Starting at the line containing "order**, at most" and ending at the line containing "(descending account on equal weights).", print every line of the material below exactly, both ends included, and stop there.

*** DATA FOR REVIEW Section Begins ***

PR #4974, opened 2025-12-16
Remove stale test network

RickiNano:
The test network isn't being actively used anymore. There are also no active nodes on the network anymore
This PR removes the test network


dsiganos:
The test network was used to create private test networks. The live and beta network do not provide the necessary hooks to create adhoc private test networks. If that is still the case then the test network should not be removed.

gr0vity-dev:
The nano CI test framework https://ct.bnano.info also relies on the test network and the possibility to use ENV variables to define custom genesis blocks and PoW thresholds among other

RickiNano:
I wasn't aware of this. I assumed it was unused since there there were no peers on the test network anymore.
I'll close this pr then

PR #4981, opened 2026-01-05
Extended ledger

Exxenoz:
## Summary

This branch adds optional extended ledger indices to speed up RPC paths that previously required expensive ledger scans. The indices are persisted in the store, maintained by ledger runtime hooks, and can be populated or dropped through dedicated CLI commands.

The extended ledger indices added are:

- `account_block_by_height`
  - Indexes `{ account, height } -> block_hash`.
  - Speeds up `account_history`, especially offset-based lookups.

- `account_delegator_by_weight`
  - Indexes delegators by `{ representative, weight, delegator }`.
  - Speeds up `delegators` and `delegators_count`.

- `account_receivable_by_amount`
  - Indexes receivables by `{ account, amount, send_block_hash }`.
  - Speeds up `receivable` and `accounts_receivable` when sorted results are requested.

- `receive_block_by_send_block`
  - Maps a send/source block hash to the receive/open block that consumed it.
  - Speeds up `blocks_info` when `receive_hash=true`.

The branch also adds shared extended ledger lifecycle handling, including persisted initialized flags, startup population, drop behavior, runtime add/remove/update hooks, and logging for index population and maintenance.

**Note:** when the extended `account_delegator_by_weight` index is enabled, the `delegators` RPC now returns delegators in descending weight order instead of delegator account order.
**Note:** when the extended `account_receivable_by_amount` index is enabled, the `accounts_receivable` and `receivable` RPCs use that index only for sorted requests (`sorting: true`).

## CLI

New maintenance commands:

- `--populate_extended_ledger_indices`
  - Builds missing extended ledger indices for an existing ledger.

- `--drop_extended_ledger_indices`
  - Drops all extended ledger index data and marks the indices disabled.

The extended ledger index feature is controlled through the node configuration option `extended_ledger_index`.

## Tests

Adds focused core tests for extended ledger index population, runtime maintenance, rollback/delete behavior, drop behavior, disabled reopen behavior, and direct index-table verification.

The extended ledger index test cases were created with GPT-5.5 assistance (using Codex), and all changes were manually reviewed by me.


Exxenoz:
## Extended ledger indices populate performance observations

I tested the initial populate of all four extended ledger index tables with both LMDB and RocksDB.

### Test hardware

| Component | Specification |
|---|---|
| CPU | AMD Ryzen 9 5950X, 16 cores, 4.9GHz |
| SSD | Samsung SSD 970 EVO 1 TB |
| RAM | 32 GB DDR5 |

### Populate results

| Backend | `txn.refresh()` during populate | Populate duration | Ledger size before populate | Ledger size after populate | Size increase |
|---|---:|---:|---:|---:|---:|
| LMDB | No | ~3h 40m | 134 GB | 177 GB | +43 GB |
| LMDB | Yes | ~4h 50m | 134 GB | 218 GB | +84 GB |
| RocksDB | Yes | ~1h 30m | 88.3 GB | 126 GB | +37.7 GB |

### Open question

The main open question is how we should handle the LMDB behavior.

The additional LMDB file growth when using `txn.refresh()` could be caused by random insert patterns and LMDB page splits/page reuse behavior, but I am not sure whether this is expected or whether it indicates a bug or pathological behavior in the current populate strategy.

Should this be investigated further and potentially optimized for LMDB?

pwojcikdev:
I worked on this branch a bit with the latest fable model and here's a summary of my changes:


## Follow-up: RPC integration review, semantics fixes, and test suite

This comment covers the changes since the original PR description: a critical review of the
extended-index RPC integration, the resulting semantics decisions and fixes, the new `delegators`
cursor API, and the test suites pinning all of it.

### Problems found and how they were resolved

1. **`delegators` pagination lost entries on indexed nodes.** The indexed path iterated by
   weight but treated `start` as an account-number filter, so a client paging with account
   cursors would never see some delegators. Fixed: `start` is now a real cursor in weight order.
2. **Unifying the two `delegators` modes was rejected.** Making the non-indexed path
   weight-ordered would require collecting and sorting the whole account table on every call —
   too expensive and a DoS risk. They are now two documented APIs; the legacy path is unchanged.
3. **`accounts_receivable` with `sorting` returned the wrong entries.** It sorted only the first
   `count` entries found in hash order instead of the largest ones. It now scans everything,
   sorts, then cuts — matching `receivable` and the indexed path.
4. **Equal amounts were ordered differently per path.** The sort left ties hash-ascending, the
   index returns them hash-descending; with `count`/`offset` this changed which entries were
   returned. Both paths now use amount descending, hash descending on ties.
5. **`receivable` returned nothing for `sorting` + `offset` without `count`** due to an internal
   overflow. It now returns the tail after the offset.
6. **Account-based cursors drift.** Resuming by account re-reads its current weight, so weight
   changes between pages skip or repeat entries. Solved with the explicit `<weight>:<account>`
   cursor form and the `next` response field.

### RPC: `delegators`

The behavior of `delegators` depends on whether the extended delegator index is active on the
node (see *Index persistence* below). `delegators_count` is unaffected.

**Legacy API (index not active) — unchanged.** Delegators are enumerated in **ascending account
order**, at most `count` (default 1024) entries, `threshold` filters by minimum balance, and
`start` is an exclusive account iteration point (results begin strictly after it; the account
does not need to exist).

**Indexed API (index active).** Delegators are enumerated in **descending weight order**
(descending account on equal weights).

| Parameter | Type | Description |
|---|---|---|
| `account` | account | The representative to enumerate delegators for |
| `count` | number, optional (default 1024) | Maximum entries per response |
| `threshold` | amount, optional | Only delegators with weight **≥ threshold** are returned (inclusive lower cutoff) |
| `start` | string, optional | Resume position; accepts the forms below |

`start` forms:

| Form | Meaning | Equal entry included? |
|---|---|---|
| `<weight>:<account>` | Explicit cursor position; resumes strictly below it in (weight, account) order. Not affected by ledger changes; the referenced entry does not need to exist | No (exclusive) |
| `nano_…` or `:nano_…` | The position is that account's **current** weight. Unknown account → `account_not_found` error. Subject to drift if the weight changes between requests | No (exclusive) |
| `<weight>:` | Inclusive upper bound: results start at the given weight, **including its whole tie group** (the missing account side is treated as a virtual maximum) | Yes (inclusive) |
| `:` or otherwise malformed | `bad_account_number` error | — |

**Response.** In addition to the `delegators` map (account → weight, in response order), the
response contains a top-level `"next"` field **while more entries remain**. Its value is the
`<weight>:<account>` cursor of the last returned entry — pass it as `start` to fetch the next
page; when `"next"` is absent, enumeration is complete. The cursor can also be constructed from
the last response row (`value + ":" + key`).

```json
request:  { "action": "delegators", "account": "nano_rep…", "count": 2 }
response: {
  "delegators": {
    "nano_delegator_a…": "300…",
    "nano_delegator_b…": "300…"
  },
  "next": "300…:nano_delegator_b…"
}
```

Note for docs: sending a cursor-form `start` to a node without the index active fails with
`bad_account_number` (the legacy API only accepts accounts), and JSON responses across the two
modes differ in ordering by design.

### RPC: `receivable` / `accounts_receivable`

These behave **identically with and without the index** (the index is purely an accelerator
here); responses are byte-equal and covered by parity tests.

- With `sorting=true`, the response contains the top-`count` receivables by **amount descending,
  send-hash descending on equal amounts**, after `offset` entries are skipped
  (`receivable` only). This fixes the previous `accounts_receivable` behavior of sorting only
  the first `count` entries found in hash order.
- Confirmation filtering (`include_only_confirmed`, default true) is applied **before** `offset`
  and `count`: unconfirmed receivables never consume the offset.
- `offset` with `count` unset now returns the full tail after the offset (previously empty due
  to the overflow in item 6).
- Preserved quirk (unsorted queries only, pinned by test): `offset` consumes confirmed entries
  in hash order **before** the threshold filter, so a confirmed entry below `threshold` still
  eats offset.

### Index persistence vs. configuration — doc-critical

Enabling `node.extended_ledger_index` in the config populates any missing index tables at
startup and persists **per-index flags in the ledger meta table**. From then on the persisted
flags are authoritative, not the config option:

- Removing the option later does **not** remove the indices — they continue to be maintained on
  every processed block, and the RPCs above keep their indexed behavior.
- Removal requires `nano_node --drop_extended_ledger_indices` (offline); population without the
  config option is available via `--populate_extended_ledger_indices`.
- Consequence for the docs: **the `delegators` API switch is keyed to the persisted flag, not to
  the config file.** An operator who ever enabled the option serves the new API until the
  indices are explicitly dropped. Pruning remains incompatible (startup refuses with a pointer
  to the drop command).

### Implementation notes

- New store-view primitive `account_delegator_by_weight_view::rlower_bound (txn, key)` — reverse
  iterator strictly below an arbitrary composite key; this is what makes explicit cursors seek
  without any ledger lookup. Non-trivial view methods gained doc comments.
- `receivable`/`accounts_receivable` were deduplicated into a shared `collect_receivables`
  helper (one emit path, three modes: indexed walk, sorted fallback, unsorted scan);
  `delegators` was split into `parse_delegators_start` / `resolve_delegators_start` /
  `collect_delegators_indexed` / `collect_delegators_legacy`. Handlers are now parameter
  parsing + delegation.

### Tests

- `core_test/ledger_extended_index.cpp` (20 tests): store-level ordering/bounds incl. endianness
  canaries and `rlower_bound`; flag lifecycle (fresh enable, persistence across reopen,
  populate-existing, single-index populate with mixed-flag maintenance, drop + repopulate,
  stale-row clearing); incremental maintenance and rollbacks for state/legacy/epoch blocks;
  `find_block_hash_by_height` / `find_receive_block_by_send_hash` indexed-vs-walk parity.
- `rpc_test`: `delegators_legacy_order` pins the legacy API; `delegators_indexed_weight_order`
  and `delegators_indexed_cursor` pin the new one (all cursor forms, `next` round-trip,
  malformed inputs, and cursor stability under weight mutation). Receivable parity suite:
  `receivable_sorting_tie_parity`, `receivable_sorting_confirmed_offset_parity`,
  `receivable_unsorted_offset_before_threshold`, `accounts_receivable_sorting_top_parity` —
  each runs with the index on and off and asserts identical responses. Indexed-only tests carry
  an `indexed` name segment.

*** DATA FOR REVIEW Section Ends ***

▶ OUTPUT OF THE TASK:
order**, at most `count` (default 1024) entries, `threshold` filters by minimum balance, and
`start` is an exclusive account iteration point (results begin strictly after it; the account
does not need to exist).

**Indexed API (index active).** Delegators are enumerated in **descending weight order**
(descending account on equal weights).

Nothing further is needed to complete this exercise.